The movie starts out in formulaic fashion with four best friends leading very different lives after they all graduated college. Scarlett Johansson plays Jess, who is running a failing campaign for state senate and is set to marry Peter, played by Paul W. Downs or Trey from Broad City. Jillian Bell is Alice, a school teacher and overbearing friend planning Jess’s bachelorette weekend. Ilana Glazer is Frankie, essentially Ilana from Broad City with more maturity and more politically active. Blair, played by Zoë Kravitz, doesn’t seem to have much going on outside of her custody battle. Finally, Kate McKinnon plays Jess’s best friend from her semester abroad in Australia, Pippa.

A weekend trip to Miami before a wedding seems like the average night out for a group of women celebrating their friend’s upcoming vows. However, Jess is in the middle of a campaign and just wants to have an early night. After a few bumps of coke and your typical slow-motion nightlife sequence, the ladies come back to their borrowed Floridian mansion made of glass.

In short order, the group accidentally kills a stripper and Jess has become your average politician.

This isn’t a movie about plot, however. Rough Night exists to showcase the talents of its cast and to get its audience laughing. That’s not hard to do when you have Ilana Glazer playing her usual, feminist self and noted national treasure Kate McKinnon in any role.

The movie’s shortcomings start coming through as the story progresses. There’s a simultaneous bachelor party that Peter is having—a much more relaxed affair in the form of a wine tasting. Downs is a great actor and he’s surrounded by other great actors like Eric Andre and Davis native Hasan Minhaj, but no one is utilized. Andre and Minhaj maybe have 10 lines between them, which just isn’t enough for the two.

Bo Burnham makes an appearance at the bachelor party as well, which sounds like it would be rather charming. However, this movie doesn’t give room for any of these established personalities to be themselves. The movie as a whole would have benefited from more focus on the B-story and the great talent they put together for a few minutes of screen time.

Rough Night loves its main cast, as it should. All the women should be stars in their own right, and that will soon be the case if there is any justice in the world. We’re all pulling for you, Ilana. This just isn’t the movie that’ll jettison them into the spotlight.

It’s dick jokes galore, but they’re good dick jokes. There’s also plenty more laughs than just a dead body wearing sunglasses with a dildo for a nose, but there needs to be more than endless jokes for this to be a truly good movie.

Zoë Kravitz is great as Blair, but her character is underwritten. She doesn’t do much outside of her one-note backstory and a scene where she gets eaten out by Demi Moore.

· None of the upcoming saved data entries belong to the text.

PR #5664, opened 2019-04-04
HELP-43123: build ring group members in order

jamesaimonetti:
Process the endpoints specified in the ring group's Data config in
reverse order (using foldr); when the builders return their endpoints,
they are prepended to the accumulator and return to the configured
order of members.


jamesaimonetti:
@lazedo because we process the list of `Builders` in reverse order, the `receive` will block until the last Builder finishes, then the 2nd to last, until the first one is done. So if the last one takes longer, the other Builder responses will queue up in the mailbox and will be selectively received when their turn comes, preserving order.

PR #5666, opened 2019-04-05
[master] help-42518: handle transfer where transferrer does not specify referred-by header

swysor:


swysor:
> i think this is not valid as `Caller-Username` would have the value of the `transferee` not the `transferor`. what is the motivation for this change besides the fix that was provided in `libwebphone` ?

The libwebphone fix I tried works fine if the username is all lowercase. For some reason libwebphone lowercases the contact header so that won't work if any uppercase chars appear in the username. also this client is using sip.js not the jssip.js in master libwebphone so they had to change that on their end but it didn't work due to the mismatch of the username. I could probably figure out how to get at the From header which does contain an uppercase username, but for some silly reason the library lowercases the contact header userpart. 

In my tests the caller-username was correct, but I should find a better way to get that if it could vary based on the call, as I guess if the phone is called it would not show the right username.  I thought the caller-username would be the username of the person sending the REFER from the debugging I did, but that could be wrong. I will do some more testing.

PR #5669, opened 2019-04-06
[master] Allows admin to set routes field in the CSV for tasks rates import.

bputtick:
routes field in the CSV can be a string of either a single route "^\\+?44.+$" or a json array string '["^\\\\+?123$","^\\\\+?456$"]'

Falls back to kzd_rates:set_default_route/1 using prefix.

Jillian Bell has proven that she is a great comedic force, but she is written into her usual role—the single best friend who tries to convince everyone to eat penis-shaped pasta.

If you’ve taken a look at Rough Night’s Rotten Tomatoes score, then you’ve gotten an idea if this movie is actually worth your time. As of publication, it has a 49 percent rating. It’s a very middle-of-the-road type of experience. The movie didn’t try reinventing the wheel or making a socio-political statement that some may have expected looking at the cast and director. This had the potential to be a defiant, forward-thinking affair with hints of wit straight from Broad City. Instead, the creators of Rough Night opted for a fun hour and a half that you’ll maybe end up watching only a handful of times.

Just be on the lookout for the cast in the future. Everyone here will continue to be in more projects and we should all be very happy about that.